This is a puzzle I bought. It has 5 coloured pegs, R(ed), Y(ellow),
G(reen), B(lue) and P(purple). Initially on each pegs, there are 4
discs (of SAME size, unlike Hanoi) but of different colours.
On the R(ed) peg, in order from top to bottom, the discs are Y, G, B, P.
On the Y peg, the discs are G, B, P, R. 
On the G peg, the discs are B, P, R, Y. 
On the B peg, the discs are P, R, Y, G. 
On the P peg, the discs are R, Y, G, B. 
The aim is to end the game with the 4 discs of each colour on their
matching peg subject to the rules:
1. Discs may be moved singly or in pairs.
2. A disc may be moved onto another disc of the same colour or onto an
empty peg of that colour.
3. When 2 discs are moved together, the bottom one is the indicator of
the colour and can be placed onto a disc or empty peg of the same
colour.
4. No more than 7 discs can be stacked on a peg at one time.
I've tried this puzzle many times but find it impossible to go far.
Can any mathematician confirm that this cannot be solved (I don't need
any proofs, just simple "No")? Or if you can provide the solution, I
will give you a good tip. Please try this puzzle out and give me your
comments!

No, the problem appears unsolvable. Even a simplified version of it
with only 3 different coloured pegs with 2 different colured discs and
similar rules cannot be solved.

Thank you for your comments. That's why I find this puzzle very
puzzling to solve with the given rules. Interestingly, the puzzle came
from a box with a "Marks and Spencer" label!

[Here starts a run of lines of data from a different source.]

PR #3244, opened 2022-04-30
Enable use of fix shake or fix rattle during minimization

akohlmey:
**Summary**

This PR changes fix shake (and thus also fix rattle) to be called during minimization. In that case the constraint algorithms are substituted by adding restraint forces to the 1, 2, or 3 atom pairs of the shake clusters to maintain the desired distances.

**Author(s)**

Axel Kohlmeyer, Temple U

**Licensing**

**Backward Compatibility**

N/A

**Post Submission Checklist**


akohlmey:
@sjplimp FYI, this is currently more a proof of concept than a ready-to-use and properly debugged implementation. I had this on my mind a long time but just recently saw how it could be conveniently implemented. We need to talk about it at some point. Not sure this should be in the upcoming stable release.

akohlmey:
@sjplimp this seems to be working as expected now. I still have to do detailed validation with multiple simple test systems for all different variants of shake clusters.

doc/src/fix_shake.rst
```diff
@@ -152,17 +156,26 @@ for.
...
 defines the molecule.  You must use the same *template-ID* that the
 command adding molecules uses.  The coordinates, atom types, special
-bond restrictions, and SHAKE info can be specified in the molecule
-file.  See the :doc:`molecule <molecule>` command for details.  The only
+bond restrictions, and SHAKE info can be specified in the molecule file.
+See the :doc:`molecule <molecule>` command for details.  The only
 settings required to be in this file (by this command) are the SHAKE
 info of atoms in the molecule.
 
+The *kbond* keyword allows to set the restraint force constant when fix
```
sjplimp: ... keyword sets the restraint force constant ...

doc/src/fix_shake.rst
```diff
@@ -152,17 +156,26 @@ for.
...
+shake or fix rattle are used during minimization. In that case the
+constraint algorithms are *not* applied and restraint forces are used
+instead to help maintaining the geometries.  How well the geometries
```
sjplimp: maintain

doc/src/fix_shake.rst
```diff
@@ -152,17 +156,26 @@ for.
...
+are maintained and how quickly a minimization will converge depends on
+the magnitude of the force constant (kbond).  If it is chosen too large
+the minimization may converge slowly.  The default is 1.0e6*k_B.
```
sjplimp: now a different default?

doc/src/fix_shake.rst
```diff
@@ -194,19 +207,25 @@ Restart, fix_modify, output, run start/stop, minimize info
 No information about these fixes is written to :doc:`binary restart
 files <restart>`.
 
+When used during minimization, the SHAKE or RATTLE algorithms are **not**
+applied.  Strong restraint forces are applied instead.
```
sjplimp: See the "note" at the very bottom of the fix addforce doc page about fix_modify energy. If that
is the case for this new feature, the same note should appear in this section of this doc page.

doc/src/fix_shake.rst
```diff
@@ -232,13 +251,14 @@ make a linear molecule rigid.
...
-none
+`fix rigid <fix_rigid>`, `fix ehex <fix_ehex>`,
+`fix nve/manifold/rattle <fix_nve_manifold_rattle>`
 
 
 Default
 """""""
 
-none
+kbond = 1.0e9*k_B
```
sjplimp, line 282: now different?

doc/src/fix_shake.rst
sjplimp: to help maintain the shake/rattle constraints.

doc/src/fix_shake.rst
akohlmey: yes. k_B seems to be scaling somewhat similar than the magnitude of force constants for different units settings.
For `real` units that leads to kbond~=2000 which is ok for the systems I tested so far. Larger values like 5000 or 10000 maintain the geometries tighter, but lead to many more iterations and thus slow down the minimization a lot.
Also with minimizers like "fire" one needs to reduce the timestep with such large restraint forces or you risk lost bond atoms. So a not so tight default is a safer choice.

akohlmey:
This is now confirmed to be fully equivalent to using explicit bonds with the same force constant than what fix shake/rattle use during minimization.

akohlmey:
@sjplimp after the discussion at https://matsci.org/t/peratom-energies-from-fix-addforce/42932
I have decided to revisit the topic of tallying energy and virial during minimization with fix shake and have implemented the equivalent workaround from fix cmap (it looks like we may need to add minimization support to fix cmap, BTW) to have access to the eflag variable.

For consistency, I've also included the virial, but since we have `fix_modify virial no` to turn it off (default is on) a user can choose to not include the restrain virial contributions when minimizing with fix box/relax. But per-atom energies and stress are available and confirmed to be consistent with the global energy and stress.

One yet untested issue is the behavior with KOKKOS. I'll work with @stanmoore1 to figure out the best approach when he is available.

stanmoore1:
@akohlmey do you have a test input script for this?

akohlmey:
> @akohlmey do you have a test input script for this?

I've been mostly using the peptide example with a `minimize 0 0 100 1000`
Added before the run statement.

akohlmey:
@sjplimp this now selectively blocks use of fix shake during minimization with Kokkos. This is still missing but will take time since I have failed figure out how to implement it on my own. After discussing with @stanmoore1 we decided to move forward with merging the PR this way now and add Kokkos support later.

doc/src/fix_shake.rst
```diff
@@ -194,19 +211,31 @@ Restart, fix_modify, output, run start/stop, minimize info
...
 files <restart>`.
 
-The :doc:`fix_modify <fix_modify>` *virial* option is supported by
-these fixes to add the contribution due to the added forces on atoms
-to both the global pressure and per-atom stress of the system via the
-:doc:`compute pressure <compute_pressure>` and :doc:`compute
-stress/atom <compute_stress_atom>` commands.  The former can be
-accessed by :doc:`thermodynamic output <thermo_style>`.  The default
-setting for this fix is :doc:`fix_modify virial yes <fix_modify>`.
+Fix *shake* and *rattle* behave differently during minimization and
```
sjplimp: and -> versus

doc/src/fix_shake.rst
```diff
@@ -152,17 +156,30 @@ for.
...
+algorithms are *not* applied and restraint forces are used instead to
+maintain the geometries similar to the constraints.  How well the
+geometries are maintained and how quickly a minimization converges,
+depends on the force constant *kbond*: larger values will reduce the
+deviation from the desired geometry, but can also lead to slower
+convergence of the minimization or lead to instabilities depending on
+the minimization algorithm requiring to reduce the value of
+:doc:`timestep <timestep>`.  The default value for *kbond* depends on
+the :doc:`units <units>` setting and is 1.0e6*k_B.
+
```
sjplimp, line 187: Add a line about why it is OK to not satisfy SHAKE exactly during a minimization.  I.e. b/c if you do dynamics after min, the dynamics will enforce the SHAKE constraint within a couple of steps (assuming not too far off).

sjplimp (changes requested):
couple of doc page suggestions

doc/src/fix_shake.rst
akohlmey: done

sjplimp (approved):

Could it be that the
inventor simply wrote the instructions without even trying out the
puzzle himself, or even bothering whether it could be solved or not?

Problems of this kind are sometimes easier to work out going in
reverse, ie. start with the disks segregated on the pegs of matching
colors and see if the "mixed up" state (where disks are taboo on the
peg of the same color) can be attained.

regards, mathtalk-ga

I've been working on this puzzle, and I have a couple of observations to add.

The final state is homogeneous, with each disk resting on a peg or
other disk of the same color, while the initial state is free of such
matches.  Since a move can result in increasing the number of matches
by one and never decreases the number of coloring matches, at least
twenty moves are required, possibly (likely) more.

The other note is wondering whether as originally worded the move of a
pair of disks is allowed to invert the order of the two disks as they
are transferred.  In working with some smaller versions of the puzzle
I find that it cannot be solved without allowing one such move.

I wrote a Prolog program to search for solutions, but the depth of the
puzzle (20+ moves, some branching) makes it a computational challenge
for my laptop!

regards, mathtalk-ga